このアッセイは、蛍光ベースの基板を用いることによって、本明細書に記載のマイクロ流体フォーマットに適合させるために変更された。5-ドデカノイルアミノフルオレスセインジ-β-D-ガラクトピラノシド(C12FDG)は、化学的に修飾され、酵素切断後、蛍光になる非蛍光βガラクトシダーゼ基質である。

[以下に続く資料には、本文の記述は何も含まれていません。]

PR #2536, opened 2024-02-11
feat: javascript event listener

WSH032:
Discuss: https://github.com/zauberzeug/nicegui/discussions/2383#discussioncomment-8184894

PR #4618, opened 2025-04-15
feat: support delegated event handling

yihuang:
1. Allow setting `handler` and `js_handler` at the same time, the `js_handler` can be used to override the default behavior at js side and has the ability to emit event to call the `handler` at server side, specifically, it can change how event args are constructed.
2. Provide utility function `emitEventToSelf` at js side, only available in `js_handler` context

Please check the unit test case for usage:

https://github.com/zauberzeug/nicegui/pull/4618/files#diff-17a9b99a7b95f217c0c8d0f8d0c9d852368eb8e2e14883d26b443483e1b7597fR196-R212

---

Feature request: #4611

### DIFF
--- a/nicegui/static/nicegui.js
+++ b/nicegui/static/nicegui.js
@@ -83,6 +83,15 @@ function emitEvent(event_name, ...args) {
   getElement(0).$emit(event_name, ...args);
 }
 
+function emitEventTo(id, event, ...args) {
+  window.socket?.emit("event", {
+    id: id,
+    client_id: window.clientId,
+    listener_id: event.listener_id,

それはまた、基質が細胞膜の内部に拡散することができる親油性のテール部を含み、切断後、細胞内で保持を促進する。
CCR4/CCL22 GPCRアゴニストペア(PathHunter(登録商標)eXpress CCR4 CHO-K1のβアレスチンGPCRアッセイ)は、C12FDG基質とのアッセイを適合させるために使用された。細胞は、蛍光を用いて画像化される前に、基質とリガンドの種々の濃度でインキュベートされた。
適応されたアッセイは、最初にマルチウェルプレートで試験された。細胞は、C12FDG基質の種々の濃度で90分間、培地中でインキュベートされた。基質は、細胞内で拡散され、それが切断されるまで、非蛍光性のままだった。その後、リガンド/アゴニストCCL22は、異なる濃度で添加され、細胞内に生じる相補性のために60分間インキュベートされた。それにより、β‐ガラクトシダーゼの形成および基質の切断をもたらし、細胞の内部で蛍光産物を産生させている。蛍光ベースの顕微鏡は、特定の条件に対応する各ウェルを画像化するために使用された(図111)。
次いで、細胞は、マイクロ流体デバイス内にロードされ、細胞培養培地中で33μMのC12FDG基質と共にインキュベートされた。基質と細胞は、細胞内で非蛍光基質の拡散と蓄積を可能にするために、90分間インキュベートされた。インキュベーションの最後で、細胞を10分間培地で洗浄した。CCL22アゴニスト/リガンドは、デバイス(サブアレイ1:0.01 nM、、サブアレイ2:1 nM、サブアレイ3:100 nM、サブアレイ4:アゴニストなし)の4つの異なるサブアレイに4種の異なる濃度でロードされた。蛍光ベースの顕微鏡は、特定の条件に対応する各チャンバを画像化するために使用された(図112A)。画像解析は、各チャンバで行われ、平均強度は、チャンバ内で測定された。バックグラウンド減算を行い、結果を図112Bにプロットした。